The Volga-Ural expedition of the Institute of Archeology of the USSR Academy of Sciences continued research in the North-Eastern Caspian region (the Guryev and Mangyshlak regions). Reconnaissance was carried out in Rynpeski near the Isatai railway station, where the Neolithic, Eneolithic, Bronze Age, Early Iron Age and medieval monuments were discovered. In the sands of Taisoigan, in the delta zone of the Uil river and the sands near the village of Raigorodok, different times sites were also found. In the sands of Taisoigan, near the Karamola tract, the Srubnaya culture site was excavated. The thickness of the cultural layer here reaches 0.3 m. On a medieval settlement in the Aktobe tract near the Tyndyk village, 8 km northeast of Guryev, a manor of the 14th century was excavated (22x10 m). Judging by the material, its owners smoked fish in specially constructed pits for this purpose. In the lower (up to the course of the Urals) part of the settlement Saraychik, a 14th-century brick kiln (6x3) exposed in the coastal cliff was cleared, preserved to a height of up to 1.5 m.

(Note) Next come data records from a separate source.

PR #757, opened 2021-05-27
Drop cockpit

marusak:
Cockpit is now shipping its own policy.


marusak:
```
policy/modules/contrib/certmonger.te:125:ERROR 'syntax error' at token 'cockpit_manage_pid_dirs' on line 6696:
    cockpit_manage_pid_dirs(certmonger_t)
```

build fails. I will need some guidance.
This is declared in `policy/modules/contrib/cockpit.if`. Should I keep this in this file or should I replace it where it is being used? And then we can probably drop this from [cockpit directly](https://github.com/cockpit-project/cockpit/blob/master/selinux/cockpit.if)?

marusak:
@zpytela you might know whats the best approach?

zpytela:
@marusak we don't have a general answer or guidance or yet. There are 2 options:
- keep the module in selinux-policy
- include ifndef statements into the other custom policy module (certmonger in this case), similar to https://fedoraproject.org/wiki/SELinux/IndependentPolicy#Backwards_compatibility

each of them with pros and cons.

Would you like to have the cockpit module removed from selinux-policy? Anyway in that case we recommend some transition period (1 release).

@vmojzis here we have an example which needs to be covered in the documentation.

marusak:
> Would you like to have the cockpit module removed from selinux-policy? Anyway in that case we recommend some transition period (1 release).

Cockpit ships these selinux rules on its own, now for already a couple of releases so we think there is no point for selinux-policy to ship it as well.

> include ifndef statements into the other custom policy module (certmonger in this case)

We don't ship any rules for certmonger - wouldn't that then mean that certmonger would stop working with selinux enforcing?

zpytela:
> > Would you like to have the cockpit module removed from selinux-policy? Anyway in that case we recommend some transition period (1 release).
> 
> Cockpit ships these selinux rules on its own, now for already a couple of releases so we think there is no point for selinux-policy to ship it as well.

You are right, we just need to figure out the right approach for modules in selinux-policy which depend on cockpit.

> 
> > include ifndef statements into the other custom policy module (certmonger in this case)
> 
> We don't ship any rules for certmonger - wouldn't that then mean that certmonger would stop working with selinux enforcing?

When cockpit is installed, certmonger needs some rules to access cockpit types, which is done using cockpit interfaces in certmonger policy.

martinpitt:
I had a look at this particular rule:
```
optional_policy(`
    cockpit_manage_pid_dirs(certmonger_t)
    cockpit_manage_pid_files(certmonger_t)
')
```
This was introduced in commit dab4b50b7d and 9c5ff0923a 3 years ago, but unfortunately there is neither a justification nor a reference. I honestly don't see any reason to give any program other than cockpit-{tls,ws} write access to /run/cockpit. There are two kinds of files there:

  * dynamically generated motd (symlinked from /etc/motd.d/cockpit, read by PAM)
  * wsinstance/*.sock from cockpit-tls, an internal implementation detail.

There is nothing at all certificate related there. It *does* make sense to give certmonger access to /etc/cockpit/ws-certs.d/, so that you can manage its TLS certificate  -- but that's not what that rule does. So my gut feeling is that we should just  remove that bit entirely.

However, that's not the only place where policies refer to cockpit:
```
policy/modules/services/ssh.te:    cockpit_read_pid_files(sshd_t)
policy/modules/services/ssh.te:    cockpit_rw_pipes(ssh_agent_type)
policy/modules/system/getty.te:    cockpit_read_pid_files(getty_t)
policy/modules/system/userdomain.te:    cockpit_manage_unix_stream_sockets(userdomain)
```
Plus a bunch of user role privileges like

    config/appconfig-standard/sysadm_u_default_contexts:system_r:cockpit_session_t:s0               sysadm_r:sysadm_t:s0

These are all legit. I suppose for these we still need to keep a stripped down version of the cockpit policy with the interfaces above, and then re-use them from cockpit itself instead of copying them?

zpytela:
> I had a look at this particular rule:
> 
> ```
> optional_policy(`
>     cockpit_manage_pid_dirs(certmonger_t)
>     cockpit_manage_pid_files(certmonger_t)
> ')
> ```
> 
> This was introduced in commit [dab4b50](https://github.com/fedora-selinux/selinux-policy/commit/dab4b50b7d2268b6cfb675754903b1a413008bba) and [9c5ff09](https://github.com/fedora-selinux/selinux-policy/commit/9c5ff0923ac5149a038dfe61693bd4a1b107c5f2) 3 years ago, but unfortunately there is neither a justification nor a reference. I honestly don't see any reason to give any program other than cockpit-{tls,ws} write access to /run/cockpit. 

I happened to succeed in looking for the change reason, it is https://bugzilla.redhat.com/show_bug.cgi?id=1629685 (a private bz, created by guess-who). The justification is "Cockpit's ability to request and install an SSL certificate for its webserver from FreeIPA". Possibly the manage permissions can be lowered to create files in the cockpit runtime directory?

> I suppose for these we still need to keep a stripped down version of the cockpit policy with the interfaces above, and then re-use them from cockpit itself instead of copying them?

We need to come up with a general solution in our team.

martinpitt:
Haha, thanks for digging out the certs-in-/run/cockpit bz -- indeed I remember. This is still current, although we can now in principle make this easier.

policy/modules/contrib/certmonger.te
```diff
@@ -124,8 +124,12 @@ optional_policy(`
 ')
 
 optional_policy(`
-    cockpit_manage_pid_dirs(certmonger_t)
-    cockpit_manage_pid_files(certmonger_t)
+	gen_require(`
```
marusak, line 127: Does this approach make sense?

marusak: Or maybe should I move these into cockpit.te in cockpit repo?

Similar to https://github.com/cockpit-project/cockpit/pull/16223

marusak: @zpytela @vmojzis WDYT?

vmojzis:
Sorry for the late reply.
We finally put together a solution that will be painless for all DSP adopters. A copy of the interface file will stay in this repository, with all interfaces enclosed in "ifndef" statements. This way we are not introducing a regression for anyone using any of the interfaces in their custom policy.
See https://github.com/fedora-selinux/selinux-policy/pull/853

marusak:
Closing this as there is now #853 
Thank you @vmojzis for taking over!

In the Mangistau district of the Mangyshlak region, 16 km from the Shetpe village, in the Akmysh tract, excavations of the settlement XII in Kyzylkala continued. One of the estates of this settlement was investigated. The estate measuring 12x10 m consisted of nine residential, economic, and religious premises. Its walls were made of large stone slabs. The material is represented by imported Central Asian pottery and local stucco Oguz ceramics. In the vicinity of Kyzylkala, a simultaneous burial, two burial mounds of the Bronze or Early Iron Age, and five soil burials of the Late Bronze Age were discovered. Sherkala settlement (300 x 200 m) was discovered 3 km northeast of Kyzylkala, at the western tip of the same name mountain. Judging by the recovered material, it dates from 12th century.
Three Fortresses of the 10th-12th centuries, located on the capes of the plateau, were surveyed. Two of them are located on the Karatau mountains in the north of Mangyshlak, one is near the Kalyanda valley. They dominate the ancient caravan routes leading from the coast to Central Asia. Near Shevchenko, a site (300X300 m) of fragments of unglazed and glazed ceramics of the 16th-17th centuries discovered by local historian G. B. Balandina, which occurred at a depth of up to 5 m from the modern surface, was examined. At Cape Melovoy in Shevchenko, excavations (2x2 m) were carried out at the settlement of the turn of the Bronze Age and the early one. gland. On the city's outskirts, a Sarmatian mound with a diameter of 9 m and a height of about 1 m was excavated, robbed in antiquity. A three-blade socketed arrowhead, a stone altar, and fragments of molded vessels were found in a burial chamber made of stone slabs. The mound dates back to the first centuries of our era.
On the edge of the Ustyurt plateau, in the southeast of the Mangyshlak region, stone structures discovered by local historian P.N. Lankin were examined. They were recorded for 30 km along the chink and represent arrow-shaped masonry of vertically placed stone slabs up to 1.5 m high, up to 300 m long the structures were used as pens for hunting moufflons live here in large numbers. The time of construction of these structures has not yet been determined.
Sources
- Archaeological discoveries of 1981. М.: 1983. 517 p.